Sí cabe establecer la distinción entre llegar a una instancia de poder y el ejercicio del mismo. Es lo que estamos viendo expectantes con Milei en la Argentina. Y no solo en Milei, sino en gran parte de su equipo, que replica los mismos patrones. “Hay que considerar que no tienen experiencia política, que nunca gobernaron”, dijo, indulgente, el senador Luis Juez en pleno debate por el DNU, como si esa falta de capacidad valiera para perdonar que el proyecto a tratar tuviera, según las propias palabras del legislador, “partes que son un mamarracho y vicios de inconstitucionalidad”.

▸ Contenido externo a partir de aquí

PR #198, opened 2018-04-15
Diversification Module: GLS-MPT

uppinder:
Contains implementation of GLS with MPT as the evaluation function for diversification.

Pending tasks:
- [x] Pre-compute pairwise cosine similarities.
- [x] Add tests: Working and performance test for diversification.

### DIFF
--- a/xapian-core/diversify/Makefile.mk
+++ b/xapian-core/diversify/Makefile.mk
@@ -1,0 +1,3 @@
+lib_src +=\
+	diversify/diversify.cc
+
--- a/xapian-core/diversify/Makefile.mk
+++ b/xapian-core/diversify/Makefile.mk
@@ -1,3 +1,2 @@
 lib_src +=\
 	diversify/diversify.cc
-
--- a/xapian-core/diversify/diversify.cc
+++ b/xapian-core/diversify/diversify.cc
@@ -50,7 +50,7 @@ Diversify::get_description() const
 }
 
 void
-Diversify::initialise_points(const MSet &source)
+Diversify::initialise_points(const MSet& source)
 {
     LOGCALL_VOID(API, "Diversify::initialise_points", source);
     unsigned int count = 0;
@@ -67,7 +67,7 @@ Diversify::initialise_points(const MSet &source)
 }
 
 pair<Xapian::docid, Xapian::docid>
-Diversify::get_key(const Xapian::docid &docid_a, const Xapian::docid &docid_b)
+Diversify::get_key(const Xapian::docid& docid_a, const Xapian::docid& docid_b)
 {
     pair<Xapian::docid, Xapian::docid> key;
     if (docid_a <= docid_b) {
@@ -103,7 +103,7 @@ Diversify::compute_similarities()
 }
 
 vector<Xapian::docid>
-Diversify::compute_diff_dmset(const vector<Xapian::docid> &dmset)
+Diversify::compute_diff_dmset(const vector<Xapian::docid>& dmset)
 {
     LOGCALL(API, vector<Xapian::docid>, "Diversify::compute_diff_dmset", dmset);
     vector<Xapian::docid> diff_dmset;
@@ -126,7 +126,7 @@ Diversify::compute_diff_dmset(const vector<Xapian::docid> &dmset)
 }
 
 double
-Diversify::evaluate_dmset(const vector<Xapian::docid> &dmset)
+Diversify::evaluate_dmset(const vector<Xapian::docid>& dmset)
 {
     LOGCALL(API, double, "Diversify::evaluate_dmset", dmset);
     double score_1 = 0, score_2 = 0;
@@ -153,7 +153,7 @@ Diversify::evaluate_dmset(const vector<Xapian::docid> &dmset)
 }
 
 DocumentSet
-Diversify::get_dmset(const MSet &mset)
+Diversify::get_dmset(const MSet& mset)
 {
     LOGCALL(API, MSet, "Diversify::get_dmset", mset);
     // Return original mset if no need to diversify
--- a/xapian-core/diversify/diversify.cc
+++ b/xapian-core/diversify/diversify.cc
@@ -22,14 +22,14 @@
 #include <config.h>
 
 #include "xapian/diversify.h"
-
 #include "xapian/error.h"
+
 #include "debuglog.h"
 
-#include <vector>
-#include <limits>
 #include <algorithm>
 #include <cmath>
+#include <limits>
+#include <vector>
 
 using namespace Xapian;
 using namespace std;
--- a/xapian-core/diversify/diversify.cc
+++ b/xapian-core/diversify/diversify.cc
@@ -144,6 +144,10 @@ DocumentSet
 Diversify::get_dmset(const MSet &mset)
 {
     LOGCALL(API, MSet, "Diversify::get_dmset", mset);
+    // Nothing to do
+    if (mset.empty())
+	throw InvalidArgumentError("Given mset should not be empty");
+
     // Return original mset if no need to diversify
     if (k == 0) {
 	DocumentSet dmset;
--- a/xapian-core/diversify/diversify.cc
+++ b/xapian-core/diversify/diversify.cc
@@ -144,12 +144,8 @@ DocumentSet
 Diversify::get_dmset(const MSet &mset)
 {
     LOGCALL(API, MSet, "Diversify::get_dmset", mset);
-    // Nothing to do
-    if (mset.empty())
-	throw InvalidArgumentError("Given mset should not be empty");
-
     // Return original mset if no need to diversify
-    if (k == 0) {
+    if (k == 0 || mset.size() <= 2) {
 	DocumentSet dmset;
 	for (MSetIterator it = mset.begin(); it != mset.end(); ++it)
 	    dmset.add_document(it.get_document());
--- a/xapian-core/diversify/diversify.cc
+++ b/xapian-core/diversify/diversify.cc
@@ -183,12 +183,12 @@ Diversify::get_dmset(const MSet &mset)
 
     // Merge main_dmset and diff_dmset into final dmset
     DocumentSet dmset;
-    for (Point doc : main_dmset) {
+    for (auto doc : main_dmset) {
 	dmset.add_document(doc.get_document());
     }
 
     vector<Point> diff_dmset = compute_diff_dmset(main_dmset);
-    for (auto doc : main_dmset)
+    for (auto doc : diff_dmset)
 	dmset.add_document(doc.get_document());
 
     return dmset;
--- a/xapian-core/diversify/diversify.cc
+++ b/xapian-core/diversify/diversify.cc
@@ -1,0 +1,176 @@
+/** @file diversify.cc
+ *  @brief Diversification API
+ */
+/* Copyright (C) 2018 Uppinder Chugh
+ *
+ * This program is free software; you can redistribute it and/or
+ * modify it under the terms of the GNU General Public License as
+ * published by the Free Software Foundation; either version 2 of the
+ * License, or (at your option) any later version.
+ *
+ * This program is distributed in the hope that it will be useful,
+ * but WITHOUT ANY WARRANTY; without even the implied warranty of
+ * MERCHANTABILITY or FITNESS FOR A PARTICULAR PURPOSE.  See the
+ * GNU General Public License for more details.
+ *
+ * You should have received a copy of the GNU General Public License
+ * along with this program; if not, write to the Free Software
+ * Foundation, Inc., 51 Franklin St, Fifth Floor, Boston, MA  02110-1301
+ * USA
+ */
+
+#include <config.h>
+
+#include "xapian/diversify.h"
+
+#include "xapian/error.h"
+#include "debuglog.h"
+
+#include <vector>
+#include <limits>
+#include <algorithm>
+#include <cmath>
+
+using namespace Xapian;
+using namespace std;
+
+Diversify::Diversify(unsigned int k_,
+		     double lambda_,
+		     double b_,
+		     double sigma_sqr_)
+    : k(k_), lambda(lambda_), b(b_), sigma_sqr(sigma_sqr_)
+{
+    LOGCALL_CTOR(API, "Diversify", k_ | lambda_ | b_ | sigma_sqr_);
+}
+
+string
+Diversify::get_description() const
+{
+    return "Diversify()";
+}
+
+void
+Diversify::initialise_points(const MSet &source)
+{
+    LOGCALL_VOID(API, "Diversify::initialise_points", source);
+    TermListGroup tlg(source);
+    for (MSetIterator it = source.begin(); it != source.end(); ++it) {
+	points.push_back(Point(tlg, it.get_document()));
+	weights[it.get_document().get_docid()] = it.get_weight();
+    }
+}
+
+vector<Point>
+Diversify::compute_diff_dmset(const std::vector<Point> &dmset)
+{
+    LOGCALL(API, vector<Point>, "Diversify::compute_diff_dmset", dmset);
+    vector<Point> diff_dmset;
+    for (auto point : points) {
+	bool found_point = false;
+	Xapian::docid point_docid = point.get_document().get_docid();
+	for (auto doc : dmset) {
+	    if (point_docid == doc.get_document().get_docid()) {
+		found_point = true;
+		break;
+	    }
+	}
+
+	if (!found_point) {
+	    diff_dmset.push_back(point);
+	}
+    }
+
+    return diff_dmset;
+}
+
+double
+Diversify::evaluate_dmset(const vector<Point> &dmset)
+{
+    LOGCALL(API, double, "Diversify::evaluate_dmset", dmset);
+    double score_1 = 0, score_2 = 0;
+
+    for (auto doc : dmset)
+	score_1 += weights[doc.get_document().get_docid()];
+
+    vector<Point> diff_dmset = compute_diff_dmset(dmset);
+
+    Xapian::CosineDistance d;
+    for (auto point : diff_dmset) {
+	double min_dist = numeric_limits<double>::max();
+	unsigned int pos = 1;
+	for (auto doc : dmset) {
+	    double sim = d.similarity(point, doc);
+	    double weight = 2 * b * sigma_sqr * (1 / log(1 + pos)) * (1 - sim);
+	    min_dist = min(min_dist, weight);
+	    ++pos;
+	}
+	score_2 += min_dist;
+    }
+
+    return -lambda * score_1 + (1 - lambda) * score_2;
+}
+
+DocumentSet
+Diversify::get_dmset(const MSet &mset)
+{
+    LOGCALL(API, MSet, "Diversify::get_dmset", mset);
+    // Return original mset if no need to diversify
+    if (k == 0) {
+	DocumentSet dmset;
+	for (MSetIterator it = mset.begin(); it != mset.end(); ++it)
+	    dmset.add_document(it.get_document());
+	return dmset;
+    }
+
+    if (k > mset.size())
+	k = mset.size();
+
+    initialise_points(mset);
+    vector<Point> main_dmset(points.begin(), points.begin() + k);
+    vector<Point> curr_dmset = main_dmset;
+
+    while (true) {
+	bool found_better_dmset = false;
+	for (unsigned int i = 0; i < main_dmset.size(); ++i) {
+	    auto curr_doc = main_dmset[i];
+	    unsigned int best_score = evaluate_dmset(curr_dmset);
+
+	    vector<Point> diff_dmset = compute_diff_dmset(curr_dmset);
+
+	    bool found_better_doc = false;
+	    for (unsigned int j = 0; j < diff_dmset.size(); ++j) {
+		vector<Point> temp_dmset = curr_dmset;
+		temp_dmset[i] = diff_dmset[j];
+		unsigned int score = evaluate_dmset(temp_dmset);
+		if (score < best_score) {
+		    curr_doc = temp_dmset[i];
+		    best_score = score;
+		    found_better_doc = true;
+		}
+	    }
+	    if (found_better_doc) {
+		curr_dmset[i] = curr_doc;
+		found_better_dmset = true;
+	    }
+	}
+
+	// Terminate algorithm when there's no change in current
+	// document matchset
+	if (!found_better_dmset)
+	    break;
+
+	main_dmset = curr_dmset;
+    }
+
+    // Merge main_dmset and diff_dmset into final dmset
+    DocumentSet dmset;
+    for (Point doc : main_dmset) {
+	dmset.add_document(doc.get_document());
+    }
+
+    vector<Point> diff_dmset = compute_diff_dmset(main_dmset);
+    for (auto doc : main_dmset)
+	dmset.add_document(doc.get_document());
+
+    return dmset;
+}
--- a/xapian-core/diversify/diversify.cc
+++ b/xapian-core/diversify/diversify.cc
@@ -60,6 +60,22 @@ Diversify::initialise_points(const MSet &source)
     }
 }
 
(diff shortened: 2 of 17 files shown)


xapian-core/diversify/diversify.cc
```diff
@@ -0,0 +1,195 @@
...
+}
+
+void
+Diversify::initialise_points(const MSet &source)
+{
+    LOGCALL_VOID(API, "Diversify::initialise_points", source);
+    TermListGroup tlg(source);
+    for (MSetIterator it = source.begin(); it != source.end(); ++it) {
+	points.push_back(Point(tlg, it.get_document()));
+	weights[it.get_document().get_docid()] = it.get_weight();
```
ojwb: `*it` gives you the docid directly (and without creating an unnecessary temporary `Document` object).

xapian-core/diversify/diversify.cc
```diff
@@ -0,0 +1,195 @@
...
+    LOGCALL_VOID(API, "Diversify::compute_similarities", NO_ARGS);
+    Xapian::CosineDistance d;
+    for (unsigned int i = 0; i < points.size() - 1; ++i) {
+	for (unsigned int j = i + 1; j < points.size(); ++j) {
+	    Xapian::docid docid_i = points[i].get_document().get_docid();
+	    Xapian::docid docid_j = points[j].get_document().get_docid();
+	    auto key_ij = make_pair(docid_i, docid_j);
+	    auto key_ji = make_pair(docid_j, docid_i);
+	    double sim = d.similarity(points[i], points[j]);
+	    pairwise_sim[key_ij] = pairwise_sim[key_ji] = sim;
```
ojwb: If you only stored the similarly for `(x, y)` where `x` <= `y` then you would roughly halve the amount of storage needed for `pairwise_sim` and greatly reduce the cache pressure when you doing all the lookups in it.  The only cost would be that you need to compare the two docids when doing a lookup, and do the lookup such that the smaller one is first in the pair.  I'd expect that's a significant win overall.

xapian-core/diversify/diversify.cc
```diff
@@ -0,0 +1,195 @@
...
+
+#include "xapian/diversify.h"
+
+#include "xapian/error.h"
+#include "debuglog.h"
+
+#include <vector>
+#include <limits>
+#include <algorithm>
+#include <cmath>
```
ojwb: It's a Xapian (and wider) coding convention to sort entries within a block of header includes - it makes it easier to see at a glance if a header is being included, and that in turn helps to avoid pointlessly including the same header more than once.

xapian-core/include/xapian/diversify.h
```diff
@@ -0,0 +1,124 @@
...
+
+#if !defined XAPIAN_IN_XAPIAN_H && !defined XAPIAN_LIB_BUILD
+#error "Never use <xapian/diversify.h> directly; include <xapian.h> instead."
+#endif
+
+#include "xapian/cluster.h"
+#include <xapian/attributes.h>
+#include <xapian/mset.h>
+#include <xapian/types.h>
+#include <xapian/visibility.h>
```
ojwb: Should be `<>` for all of these in an installed header, and they should be in sorted order.

xapian-core/include/xapian/diversify.h
```diff
@@ -0,0 +1,124 @@
...
+
+#include <map>
+#include <vector>
+#include <unordered_map>
```
ojwb: This block should also be in sorted order.

xapian-core/include/xapian/diversify.h
```diff
@@ -0,0 +1,124 @@
...
+    /** Constructor specifying the number of diversified search results
+     *
+     *  @param  k_	Number of required diversified results
+     */
+    explicit Diversify(unsigned int k_,
+		       double lambda_ = 0.5,
+		       double b_ = 5.0,
+		       double sigma_sqr_ = 1e-3);
+
+    /** Implements diversifcation
```
ojwb: Typo.

xapian-core/diversify/Makefile.mk
```diff
@@ -0,0 +1,3 @@
+lib_src +=\
+	diversify/diversify.cc
+
```
ojwb: It's preferable to avoid extra blank lines at the end of files (unless the file format requires them, which isn't the case here).

xapian-core/diversify/diversify.cc
```diff
@@ -0,0 +1,195 @@
...
+	main_dmset = curr_dmset;
+    }
+
+    // Merge main_dmset and diff_dmset into final dmset
+    DocumentSet dmset;
+    for (Point doc : main_dmset) {
+	dmset.add_document(doc.get_document());
+    }
+
+    vector<Point> diff_dmset = compute_diff_dmset(main_dmset);
```
ojwb: `diff_dmset`  isn't used here - I suspect `main_dmset` in the line below should be `diff_dmset` (or else it seems we are just adding the same documents twice).

xapian-core/diversify/diversify.cc
uppinder: Yes, it definitely is. Thanks for pointing this out, pushed required changes in new commit.

xapian-core/diversify/diversify.cc
uppinder: I didn't know this, thanks for pointing this out. Fixed in new commit.

xapian-core/include/xapian/diversify.h
uppinder: Changes pushed in new commit.

xapian-core/include/xapian/diversify.h
uppinder: Fixed.

xapian-core/include/xapian/diversify.h
uppinder: Fixed.

xapian-core/diversify/Makefile.mk
uppinder: Fixed in a new commit.

xapian-core/diversify/diversify.cc
uppinder: Will create modifications for this soon, thanks for pointing it out.

xapian-core/diversify/diversify.cc
uppinder: You're correct, I must've overlooked this. Fixed in a new commit.

xapian-core/diversify/diversify.cc
```diff
@@ -144,6 +144,10 @@ DocumentSet
 Diversify::get_dmset(const MSet &mset)
 {
     LOGCALL(API, MSet, "Diversify::get_dmset", mset);
+    // Nothing to do
+    if (mset.empty())
+	throw InvalidArgumentError("Given mset should not be empty");
+
```
ojwb: I'd say if there's nothing to do then we should do nothing.  An empty `MSet` seems a totally reasonable answer to "give me a diversified version of this empty `MSet`".  It's already exactly as diverse as it can be.

If we throw an exception for an empty `MSet`, that forces the caller to check write code like:

```
Xapian::MSet diversified_mset;
if (mset.empty()) {
    diversified_mset = mset;
} else {
    diversified_mset = diversifier.get_dmset(mset);
}
```

In fact, I think the check in `get_dmset()` should be `if (mset.size() <= 2) return mset;` since diversification of a single entry `MSet` can only be a no-op, and swapping the entries in a two entry `MSet` won't make it any more diverse so the existing ordering from weighting or whatever should be respected.  Only once we get to three entries could reordering them conceivably improve diversity.

uppinder: Thanks for the tip. Agreed, diversification is fruitfully applicable to only three or more documents. I have added the necessary changes in a fixup commit.

xapian-core/diversify/diversify.cc
```diff
@@ -53,19 +53,22 @@ void
...
+	if (count < k) {
+	    main_dmset.push_back(*it);
+	    ++count;
+	}
     }
 }
 
 pair<Xapian::docid, Xapian::docid>
-Diversify::get_key(const Xapian::Point &doc_a, const Xapian::Point &doc_b)
+Diversify::get_key(const Xapian::docid &docid_a, const Xapian::docid &docid_b)
```
ojwb: Passing values of types where copying is expensive by `const` reference is good, but `Xapian::docid` is just an unsigned integer type for which copying is very cheap - likely cheaper than passing a pointer and dereferencing it how passing by `const` reference is probably implemented.

xapian-core/diversify/diversify.cc
```diff
@@ -81,54 +84,63 @@ Diversify::compute_similarities()
 {
     LOGCALL_VOID(API, "Diversify::compute_similarities", NO_ARGS);
     Xapian::CosineDistance d;
-    for (unsigned int i = 0; i < points.size() - 1; ++i) {
-	for (unsigned int j = i + 1; j < points.size(); ++j) {
-	    double sim = d.similarity(points[i], points[j]);
-	    auto key = get_key(points[i], points[j]);
+    for (auto p_a : points) {
+	Xapian::docid pointid_a = p_a.first;
+	Xapian::Point point_a = p_a.second;
```
ojwb: Here (and also just below) you're copying the `Xapian::Point` object, and that's unlikely to be a cheap copy - `Xapian::Point` is a subclass of `Xapian::PointType` which has a member of type`std::unordered_map<std::string, double>` (plus another member and `Xapian::Point` adds another but those are cheaper to copy).

You can avoid the copy by making these `const` references - i.e. `const Xapian::Point& point_a = pa_second;`

xapian-core/include/xapian/diversify.h
```diff
@@ -46,17 +46,20 @@ class XAPIAN_VISIBILITY_DEFAULT Diversify {
...
     unsigned int k;
 
-    /// Store given mset as a vector of points
-    std::vector<Point> points;
+    /// MPT parameters
+    double lambda, b, sigma_sqr;
 
-    /// Store relevance score for each document of given mset
-    std::unordered_map<Xapian::docid, double> weights;
+    /// Store each document from given mset as a point and its relevance score
```
ojwb: The comment here suggests the scores are stored in this member, i.e. `points` but the scores are actually in the member below - `scores`.

xapian-core/tests/perftest/perftest_diversify.cc
```diff
@@ -0,0 +1,65 @@
...
+{
+    Xapian::Database db;
+    db = backendmanager->get_database("apitest_diversify");
+
+    logger.testcase_begin("perfdiversify1");
+    Xapian::Enquire enq(db);
+
+    Xapian::Query query("java");
+
+    logger.searching_start("Diversifcation");
```
ojwb: Typo in message.

xapian-core/tests/perftest/perftest.h
```diff
@@ -95,6 +98,23 @@ class PerfTestLogger {
      */
     void searching_end();
 
+    /** Log the start of a diversifcation run.
```
ojwb: Typo: "diversifcation"

xapian-core/tests/perftest/perftest.h
```diff
@@ -95,6 +98,23 @@ class PerfTestLogger {
...
+     */
+    void diversifying_start(const std::string & description);
+
+    /** Log the start of diversification.
+     */
+    void diversify_start();
+
+    /** Log the completion of diversification.
+     */
+    void diversify_end(const unsigned int k,
```
ojwb: I'm not sure there's a good reason to make `k` const here - it's passed by value.

xapian-core/diversify/diversify.cc
```diff
@@ -0,0 +1,218 @@
...
+
+    vector<Xapian::docid> diff_dmset = compute_diff_dmset(dmset);
+
+    for (auto point_id : diff_dmset) {
+	double min_dist = numeric_limits<double>::max();
+	unsigned int pos = 1;
+	for (auto doc_id : dmset) {
+	    auto key = get_key(point_id, doc_id);
+	    double sim = pairwise_sim[key];
+	    double weight = 2 * b * sigma_sqr * (1 / log(1 + pos)) * (1 - sim);
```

Es decir que, al común, al de a pie, al que viene de otro universo, se le perdona todo porque es “como la gente misma”. Incluso, cabría la posibilidad de aprobarle algo que podría ser inconstitucional o improcedente. “Al fin y al cabo, ¿quiénes somos nosotros para ponernos en juristas?”, les dijo Juez a sus colegas senadores. Como se verá, la política es compleja y no alcanza con lo genuino ni con agitar en modo troll la bronca acumulada de los ciudadanos, aunque tampoco con lo artificial y los privilegios. Lo mismo vale para los medios y los periodistas; para las plataformas y para los creadores de contenido.
La emoción de lo efímero
Cuando Nico Occhiato explicó el motivo de la creación de su canal de streaming Luzu TV, dijo que “era imposible crear un formato para atraer una audiencia joven desde un medio tradicional”, como le habían sugerido hacer en ese entonces, y que la clave en el inicio de su emprendimiento fue poner personas (más o menos conocidas) a conversar, tal como vemos en infinidad de programas en donde los protagonistas cuentan cómo se levantaron y qué les fue sucediendo durante el día. Se podrá decir que ocurre sin rigor periodístico, sin estructura, sin normas ni controles de calidad, sin estudio o formación (tradicional), y que hacen de todo eso un diferencial redituable. Se dirá, entonces, que es la crisis de los “profesionales” y, más bien, el tiempo de los antiprofesionales.
La improvisación frente al profesional de carrera. Lo emotivo frente al análisis profundo. El hiperpersonalismo frente al valor de la marca, sea partido político o medio de comunicación. Consumimos información de determinado periodista y ya no recordamos en qué medio fue. Tampoco interesa demasiado a qué partido responde tal o cual dirigente. Son, en todo caso, marcas personales. Por el contrario, el medio de comunicación tradicional iba adquiriendo valor y credibilidad a medida que transcurría el tiempo, así como los empleados eran premiados en sus lugares de trabajo cuando cumplían 30, 40 o 50 años de servicio en la misma empresa.
Eso que se ponderaba hoy representa casi un disvalor. Esa experiencia puesta en un CV es la evidencia de que nadie requirió de sus capacidades. Como un jugador que no pudo cambiar de club. Representa la imposibilidad de cambiar. Por el contrario, quienes crean contenidos en distintas plataformas se jactan de abandonar los proyectos en pleno éxito. La continuidad está dada por el cambio permanente. No es éxito la idea de aferrarse siquiera al éxito.
¿Sirve también para gobernar o solo para lo narrativo? ¿Sirve una narrativa que no sirve para gobernar? Lo que genera confianza y empatía se pone a prueba a la hora de tomar decisiones y encontrar las respuestas y los resultados a los problemas cotidianos.
“El demonio sabe que tiene poco tiempo”, dice el Apocalipsis. Así inicia uno de sus últimos artículos Daniel Innerarity. “Demasiadas disrupciones. Ante el fin del mundo, la deliberación, el respeto a los procedimientos, el diseño estratégico o la consideración del largo plazo” son, en definitiva, una pérdida de tiempo que no se puede permitir quien debe asegurar su supervivencia”.